PR #9057, opened 2022-06-27
libcurl-security.3: Fix typo on macro "SH_"

samueloph:
During the packaging of the latest curl release for Debian, Lintian warned me about a typo which causes the section name "Secrets in memory" to not be rendered in the manpage due to "SH_" not being recognized as a header.

Thanks,


bagder:
Thanks!

PR #9061, opened 2022-06-28
easy_lock: switch to using atomic_int instead of bool

### LINKED ISSUE #9055: Code using atomics should link with -latomic
Building curl-7.84.0 for 64-bit RISC-V Linux using GCC 12.1.0 fails for me:

```
  CCLD     curl
ld: ../lib/.libs/libcurl.so: undefined reference to `__atomic_exchange_1'
```

This is because GCC 12 doesn't inline sub-word-sized atomic operations ([although future versions may do](https://www.mail-archive.com/gcc-patches@gcc.gnu.org/msg283119.html)), and the new code in `easy_lock.h` does an atomic exchange on a single-byte `atomic_bool`.

The proper fix would be to link with GCC's `libatomic` - maybe `CURL_ATOMIC` should check for this? Changing the type of `curl_simple_lock` to `atomic_int` also works as a workaround.

bagder:
To work with more compilers without requiring separate libs to
link. Like with gcc-12 for RISC-V on Linux.

Reported-by: Adam Sampson
Fixes #9055

### DIFF
--- a/lib/easy_lock.h
+++ b/lib/easy_lock.h
@@ -40,8 +40,8 @@
 #include <sched.h>
 #endif
 
-#define curl_simple_lock atomic_bool
-#define CURL_SIMPLE_LOCK_INIT false
+#define curl_simple_lock atomic_int
+#define CURL_SIMPLE_LOCK_INIT 0
 
 static inline void curl_simple_lock_lock(curl_simple_lock *lock)
 {


bagder:
@atsampson like this?

atsampson:
Yep, that's the same as my local workaround, which seems to work - I didn't change the initialisation value but that shouldn't make any difference.

bagder:
Thanks @atsampson!

jay:
Yes it's ok to cherry pick it. There have been only build fixes. AFAICS that upstream commit has one test failing in appveyor cmake builds, test 1014 which is because curl-config generated by cmake is missing the threadsafe feature. That is being worked on in #8982.

AlexGhiti:
Thanks for your answer, it fixed the issue for me so it should land soon in Ubuntu :)

Thanks again,

Alex

AlexGhiti:
Hmmm actually, it keeps failing on armhf on the test 574. You can see the build log here https://launchpadlibrarian.net/614228570/buildlog_ubuntu-kinetic-armhf.curl_7.84.0-2ubuntu1~ppa0_BUILDING.txt.gz. I took a look at `tests/libtest/lib574.c` which does not seem to do much to me. Would you have any idea what could be wrong?

jay:
It "keeps failing" as in it is 100% reproducible? From that log it looks like it failed because it hangs in the CI but I don't know why that is. If you change `make test` to run just that test and print the log output, does it show anything? `make TFLAGS='-v -p 574' test`

AlexGhiti:
Sorry for the late answer, I did not manage to reproduce it locally, and it finally passed after 2 fails in a row: either the infrastructure was flaky or the issue was fixed in the meantime by another package...I don't know.

So no problem actually, thanks again for your quick answer :)

PR #9065, opened 2022-06-28
cmake: support ngtcp2 boringssl backend

donny-dont:
Update the ngtcp2 find module to detect the boringssl backend. Determine if the underlying OpenSSL implementation is BoringSSL and if so use that as the ngtcp2 backend.


donny-dont:
Makes it so https://github.com/curl/curl/pull/8789 will build in CMake. I'm guessing maybe the autotools one already works with the ngtcp2 + BoringSSL backend. If not then something like this would also need to be done.

donny-dont:
Hey @bagder anything in particular you want addressed here? I was able to build a version of curl with HTTP/3 support and run it in on the curl network backend in WebKit.

bagder:
I was hoping someone who knows cmake would chime in...

jzakrzewski:
I don't have time to build & test, but otherwise it looks clean to me.

bagder:
Thanks!

donny-dont:
Thanks @jzakrzewski and @bagder !

Issue #8653, opened 2022-03-30
breaking change in 7.82.0: mandatory login token in .netrc


standsed:
### I did this
Create/append ~/.netrc file with record without login token, e.g.,
`machine curl.com password S3cr3t`

run
`curl https://host.com --netrc --verbose`
### I expected the following
Header to be sent
Authorization: Basic Onp4Y3Y=
### curl/libcurl version
Does not work: 
docker image: curlimages/curl:7.82.0
curl 7.82.0-DEV (x86_64-pc-linux-musl) libcurl/7.82.0-DEV OpenSSL/1.1.1n zlib/1.2.11 brotli/1.0.9 libssh2/1.10.0 nghttp2/1.46.0
Release-Date: [unreleased]
Protocols: dict file ftp ftps gopher gophers http https imap imaps mqtt pop3 pop3s rtsp scp sftp smb smbs smtp smtps telnet tftp
Features: alt-svc AsynchDNS brotli HSTS HTTP2 HTTPS-proxy IPv6 Largefile libz NTLM NTLM_WB SSL TLS-SRP UnixSockets

Works:
docker image: curlimages/curl:7.81.0
curl 7.81.0-DEV (x86_64-pc-linux-musl) libcurl/7.81.0-DEV OpenSSL/1.1.1l zlib/1.2.11 brotli/1.0.9 libssh2/1.10.0 nghttp2/1.46.0
Release-Date: [unreleased]
Protocols: dict file ftp ftps gopher gophers http https imap imaps mqtt pop3 pop3s rtsp scp sftp smb smbs smtp smtps telnet tftp
Features: alt-svc AsynchDNS brotli HSTS HTTP2 HTTPS-proxy IPv6 Largefile libz NTLM NTLM_WB SSL TLS-SRP UnixSockets

curlimages/curl:7.77.0 also ok

jay:
Bisected to 7d600ad (#8449) which removed the user_passwd flag in favor of checking user pointer. AFAICT that means now that a username must always be set if a password is set. There is code in parseurlandfillconn which sets an empty username if no username was found in the URL but a password was found:

https://github.com/curl/curl/blob/64db5c575d9c5536bd273a890f50777ad1ca7c13/lib/url.c#L2066-L2069

netrc user/pass comes in later in override_login, but it doesn't have the same logic to create a blank username if there's a password but no username. I'm not sure the reasons for that but here is some similar logic that works:

~~~diff
diff --git a/lib/url.c b/lib/url.c
[...]

PR #9066, opened 2022-06-29
url: treat missing usernames in netrc as empty

jay:
- If, after parsing netrc, there is a password with no username then
  set a blank username.

This used to be the case prior to 7d600ad (precedes 7.82). Note
parseurlandfillconn already does the same thing for URLs.

Reported-by: Raivis <standsed@users.noreply.github.com>
Testing-by: Domen Kožar

Fixes https://github.com/curl/curl/issues/8653
Closes #xxxx

---

Edit: This could use a test so it doesn't happen again, so consider it a WIP for now.

### DIFF
--- a/lib/url.c
+++ b/lib/url.c
@@ -3041,6 +3041,12 @@ static CURLcode override_login(struct Curl_easy *data,
       /* don't update the user name below */
       userp = NULL;
     }
+    /* no user was set but a password, set a blank user */
+    if(userp && !*userp && *passwdp) {
+      *userp = strdup("");
+      if(!*userp)
+        return CURLE_OUT_OF_MEMORY;
+    }
   }
 #endif
 


bagder (approved):

orgads:
I've noticed another regression. I *do* have username in netrc, but if I provide a username in the URL, none of them is used, and no Authorization header is sent (even if it is the same user).

Example:
.netrc:
```
machine server login user password 5up3r53cr31
```

```bash
$ curl -n http://user@server/
Unauthorized
```

Is this covered by this PR too?

emilengler:
> Is this covered by this PR too?

No.

orgads:
This works when user is not provided, but if you provide a username, it is used without the password. Not sure what's the expected behavior on this case though.

.netrc
```
machine curl.com password 123456
```
```bash
$ curl -vkn http://curl.com/ 2>&1 | grep Auth
> Authorization: Basic OjEyMzQ1Ng==
# This is :123456

$ curl -vkn http://aaa@curl.com/ 2>&1 | grep Auth
> Authorization: Basic YWFhOg==
# This is aaa:
```

orgads:
Fixed the case I described here in #9248, and added tests for all the netrc regression fixes in #9256.

bagder:
Made a draft until we get a test case for this. Does #9256 verify this PR?

orgads:
> Made a draft until we get a test case for this. Does #9256 verify this PR?

It does

orgads:
@badger Do you want me to create a new PR that includes all the netrc fixes with the additional tests?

REQUIRED ACTION:
All lines from the line containing "This works when" through the end of the listing above are to be duplicated exactly; include both ends and nothing further.

WRITTEN SOLUTION:
This works when user is not provided, but if you provide a username, it is used without the password. Not sure what's the expected behavior on this case though.

.netrc
```
machine curl.com password 123456
```
```bash
$ curl -vkn http://curl.com/ 2>&1 | grep Auth
> Authorization: Basic OjEyMzQ1Ng==
# This is :123456

$ curl -vkn http://aaa@curl.com/ 2>&1 | grep Auth
> Authorization: Basic YWFhOg==
# This is aaa:
```

orgads:
Fixed the case I described here in #9248, and added tests for all the netrc regression fixes in #9256.

bagder:
Made a draft until we get a test case for this. Does #9256 verify this PR?

orgads:
> Made a draft until we get a test case for this. Does #9256 verify this PR?

It does

orgads:
@badger Do you want me to create a new PR that includes all the netrc fixes with the additional tests?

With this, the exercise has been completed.